Additionally, familiarity with calculating cell potential in voltaic cells is highly beneficial. This knowledge helps in predicting redox reaction products and understanding the relationship between oxidation numbers and electrochemical processes. By grasping the concepts of cell potential, you'll gain insights into how oxidation numbers influence the direction and spontaneity of redox reactions.

The importance of these prerequisite topics cannot be overstated when it comes to mastering oxidation numbers. They provide the necessary context and theoretical framework for understanding how oxidation numbers are assigned, how they change during reactions, and their significance in various chemical processes.

For instance, when you're introduced to chemical reactions, you learn about the transfer of electrons between atoms. This fundamental concept directly relates to oxidation numbers, as they represent the degree of oxidation of an atom in a compound. Similarly, balancing redox equations requires a deep understanding of how oxidation numbers change during a reaction, making it an essential skill for working with more complex oxidation-reduction processes.

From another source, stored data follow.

Issue #417, opened 2019-01-23
Brotherhood Scribe ID doesnt have cyborg access.


SpaceVampire:
Issue reported from  Round ID: 768

Reporting client version: 512

Unable to lock or open cyborgs.

PR #436, opened 2019-01-29
Gives Brotherhood robotics access

companoo:
issue #417


GhostEcho:
Only issue with this is that they'd be able to open vault robots too which is why I hadn't done it before

PR #438, opened 2019-01-29
legion armory changes

companoo:
adds caravan shotguns
adds more shields
removes two boxes of single shotguns one still remains
adds more spear quivers


skateboardjones:
yes

PR #443, opened 2019-01-30
Hotfixes runtiming walls

UndeadNappist:
Correct fix is re-writing girder and construction code. This will do for now.

Notably, there's a conflict between trying to call on contents, closed/open air turfs, and the fact that there's a conflict between it trying to figure out whether it's got a girder inside of it or a barricade. For now this just sidesteps the issue, but allows people to convert wooden barricades into metal girders by building on them then deconstructing the wall.


rhicora:
Needs to pass build before merging though.

UndeadNappist:
Issue fixed.

PR #448, opened 2019-01-30
wastebots will attack you while in critical condition

AdamElTablawy:
you know, like goliaths do, so that you can't cheese the enclave bunker solo anymore.

why: because i can cheese the enclave bunker solo with healing meds in less than an hour from roundstart.

what this means is if a gutsy, protectron, or handy crits you, it will keep hitting you until your lungs stop doing the take in air in and out movement and brain function turns off.


UndeadNappist:
Protectrons charging you was to address an issue where, while they moved at mach 5, could clean up everyone.

Their speed's two so that's a fine change as of now.

Could you also change the melee damage of Gutsies to flame and give them a description of 'burns you with their flamethrower' while you're at it? As it is in their description.

PR #455, opened 2019-01-30
Buffs Ammo/Grenade Pouch

Raze500:


Raze500:
> As an heirloom, wouldn't you become immediately unhappy when it leaves your inventory because you used it or it got destroyed?

Already tested it and no, Don't gives unhappy mood/happy mood. also has you can see the diferences... the original heirloom have the adding/removing mood variables.

I've removed them to make it work just like an normal item.

PR #456, opened 2019-01-30
Hotfix for PDAs

UndeadNappist:
As they're inserted into the glove slot, the game was constantly checking to see if they left fingerprints whenever you touched anything.

It didn't have var/transfer_prints so it was spewing runtimes instead.

Be more careful.


kilozombie:
Not a real coder but couldn't you put that var in the parent type so this never happens again with new gloves?

PR #462, opened 2019-01-31
Update job.dm

UndeadNappist:
As stated in comments.


rhicora:
This is acceptable code but should be discussed before merging. @RenGusta

RenGusta:
If these are the job hierarchy changes, and they don't agree over things like the timelocks system, should be A-Okay.

PR #466, opened 2019-01-31
Nerfs Shotgun Darts

GhostEcho:
30 units down to 15 units, no more instant death mix by mixing 3 healing powder together in it


skateboardjones:
why don't you just remove them completely

PR #468, opened 2019-01-31
Removes Prescanning, autocloning

JTGSZ:
Removes Pre-scanning, Autocloning.

## Description
Just removes the ability to Pre-scan and Autoclone

## Motivation and Context
While watching BD yesterday, I witnessed a BoS member using the prescanning and autocloning to literally play what amounts to a FPS game with the wasteland, as everytime he'd die. He would get automatically cloned taking nobody with him each time despite the fact BoS is supposed to be tightknit, then reequip and march out to antagonize and harass wasters again. Whom have no form of auto-respawn.

That basically is showing a deeper problem in the existence of autocloning, and prescanning since that is how it functions at a basis on all stations. I used to enjoy trying to salvage brains and bodies since I felt like a saint, or as an antagonist knowing my target was gone If I disposed of the corpse. Not to mention being told to get scanned as a crew? It feels bad, knowing I will come back If I die with nobody around detracting from my gameplay experience, and knowing that I'm being pushed to do so coddling me. This is something I've always never been a fan of as a longtime player.

## How Has This Been Tested?
Hosted and Tested

alive
untitled

### DIFF
--- a/code/game/machinery/computer/cloning.dm
+++ b/code/game/machinery/computer/cloning.dm
@@ -6,18 +6,13 @@
 	icon_screen = "dna"
 	icon_keyboard = "med_key"
 	circuit = /obj/item/circuitboard/computer/cloning
-	req_access = list(ACCESS_HEADS) //ONLY USED FOR RECORD DELETION RIGHT NOW.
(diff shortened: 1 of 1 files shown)


Raze500:
Agree, i was the westlander.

Furthermore, the ability to calculate cell potential and predict redox reaction products demonstrates the practical application of oxidation numbers in electrochemistry. This knowledge allows you to understand how oxidation numbers relate to the flow of electrons in electrochemical cells and how they can be used to determine the feasibility of redox reactions.

By building a strong foundation in these prerequisite topics, you'll be well-prepared to tackle the complexities of oxidation numbers. You'll find it easier to assign oxidation states, understand their changes in chemical reactions, and apply this knowledge to solve real-world chemistry problems. Remember, a solid grasp of these fundamentals will not only help you in understanding oxidation numbers but will also enhance your overall comprehension of chemistry and its various interconnected concepts.